Pues si, tengo un lector de cd y dvd de estos para las tv y resulta que no lee los discos. Sin saber de lo importante que era, moví el preset del dvd(sin haber medido antes la r). Antes de moverlo el disco daba vueltas y el laser funcionaba un poco pero ahora es que el disco gira como mucho 1 cm y el laser sube, baja y se para. ¿Que puedo hacer para ponerlo en su posicion inicial? Agradezco vuestra ayuda! ...


----------



## Fogonazo (May 26, 2015)

FranCasas dijo:


> Pues si, tengo un lector de cd y dvd de estos para las tv y resulta que no lee los discos.
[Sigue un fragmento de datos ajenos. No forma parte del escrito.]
PR #1169, opened 2023-06-20
Change rendering application of CSV previews in integration

brucebolt:
CSV Previews are currently being rendered by Whitehall Frontend. This is being changed to Frontend.

This makes that change in integration only (we will switch the remaining environments in a later PR).

### DIFF
--- a/charts/app-config/values-integration.yaml
+++ b/charts/app-config/values-integration.yaml
@@ -1007,6 +1007,21 @@ govukApplications:
 
 - name: frontend
   helmValues:
+    ingress:
+      enabled: true
+      annotations:
+        <<: *default-alb-ingress-annotations
+        <<: *alb-ingress-www-waf-ruleset
+        alb.ingress.kubernetes.io/load-balancer-name: assets-origin
+        alb.ingress.kubernetes.io/group.name: assets-origin
+        alb.ingress.kubernetes.io/group.order: '15'
+        alb.ingress.kubernetes.io/security-groups: eks_ingress_www_origin
+        alb.ingress.kubernetes.io/load-balancer-attributes: *assets-lb-attributes
+        alb.ingress.kubernetes.io/conditions.{{ .Release.Name }}: *assets-lb-conditions
+      hosts:
+        - name: assets-origin.{{ .Values.k8sExternalDomainSuffix }}
+          path: /government/uploads/system/uploads/attachment_data/file/*/*/preview
+          pathType: ImplementationSpecific
     extraEnv:
       - name: GOVUK_NOTIFY_TEMPLATE_ID
         value: *frontend-notify-template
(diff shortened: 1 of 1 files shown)


charts/app-config/values-integration.yaml
```diff
@@ -1007,6 +1007,21 @@ govukApplications:
...
 - name: frontend
   helmValues:
+    ingress:
+      enabled: true
+      annotations:
+        <<: *default-alb-ingress-annotations
+        <<: *alb-ingress-www-waf-ruleset
+        alb.ingress.kubernetes.io/load-balancer-name: assets-origin
+        alb.ingress.kubernetes.io/group.name: assets-origin
+        alb.ingress.kubernetes.io/group.order: '10'
```
sengi, line 1017: The `whitehall-frontend` ingress already has priority 10, so we need a different number here in order to define an unambiguous ordering of rules for the load balancer. How do we choose this number?

- Besides our new `frontend` ingress and `whitehall-frontend`, there are two other ingresses in the same group (`group.name: assets-origin`) i.e. sharing the same load balancer. These are `asset-manager` and `static`.
- The path that we want to handle here at `frontend` (`/government/uploads/system/uploads/attachment_data/file/*/*/preview`) is a strict subset of one of `asset-manager`'s rules (`/government/uploads/`).
- `asset-manager` has priority 20.
- We therefore need to have a higher priority (lower number) than asset-manager.

```suggestion
        alb.ingress.kubernetes.io/group.order: '15'
```

In case you're curious and want all the gory details: https://kubernetes-sigs.github.io/aws-load-balancer-controller/latest/guide/ingress/annotations/

sengi (approved):
You've drawn the short straw here in that you've had to touch probably the gnarliest bit of configuration in this whole thing :) Only spotted one small detail out of place, otherwise LGTM! Good job 👍

There are a bunch of limitations on ALB rules that you could potentially run into here, so be sure to check carefully when you roll this out. You'll want to:

- check that your new ingress successfully reconciled with its spec (easiest way is to find your new ingress in the Argo CD web UI under the `frontend` app and look under Events)
- check for errors in the load balancer controller logs (e.g. `k -n cluster-services logs deploy/aws-load-balancer-controller | grep assets-origin`) (you're hoping for `successfully deployed model` and not something about failing to build the model; `jq` is your friend if you need to read any big blobs of JSON that it might spit out)
- check that the [listener rules](https://eu-west-1.console.aws.amazon.com/ec2/home?region=eu-west-1#ELBListenerV2:loadBalancerArn=arn:aws:elasticloadbalancing:eu-west-1:210287912431:loadbalancer/app/assets-origin/e090029f47c2e54d;listenerPort=443;action=None;tab=Rules) on the load balancer make sense to you

charts/app-config/values-integration.yaml
brucebolt: Thanks.  I'll set this to 15 now.

`whitehall-frontend` will be going away within months, so we can remove that (and re-adjust the orders) at that point.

Sin saber de lo importante que era, moví el preset del dvd(sin haber medido antes la r). Antes de moverlo el disco daba vueltas y el laser funcionaba un poco pero ahora es que el disco gira como mucho 1 cm y el laser sube, baja y se para. ¿Que puedo hacer para ponerlo en su posicion inicial? Agradezco vuestra ayuda! ...



Lee este tema:

Necesito ayuda para reparación de DVD


----------



## FranCasas (May 26, 2015)

lo he leído fogonazo pero a nadie le pasa lo mismo que a mi, yo deberia de haber cambiado el motor pero le toque el preset y ya se descompuso del todo. como hago para poner el preset como estaba? es una airis l114


----------



## elgriego (May 26, 2015)

Hola FranCasas, Vas a tener que probar, volverlo de a poco,o medir la corriente del laser,que no es nada facil.

Saludos.


----------



## sergiot (May 27, 2015)

Si te pasaste de rango quemaste el laser, y eso no tiene vuelta atrás.


----------



## pandacba (May 28, 2015)

Si ya tenias problemas, lo mejor es que lo reemplaces de una


----------



## el-rey-julien (May 29, 2015)

antes de remplazar el láser (y/o toquetar los preset) ,,por favor verificar el motor que hace girar el cd ,,,,,,,,siempre se olvidan de eso jaja
y por experiencia suele fallar mas el motor ese que el láser.a medir y limpiar motor si fuera necesario 
saludos de su majestad el rey julien¡¡¡¡



FranCasas dijo:


> Pues si, tengo un lector de cd y dvd de estos para las tv y resulta que no lee los discos. Sin saber de lo importante que era, moví el preset del dvd(sin haber medido antes la r). Antes de moverlo el disco daba vueltas y el laser funcionaba un poco pero ahora es que el disco gira como mucho 1 cm y el laser sube, baja y se para. ¿Que puedo hacer para ponerlo en su posicion inicial? Agradezco vuestra ayuda! ...



no olvidar* marcar* la posición ,si es que decide toquetear ¡¡¡¡


----------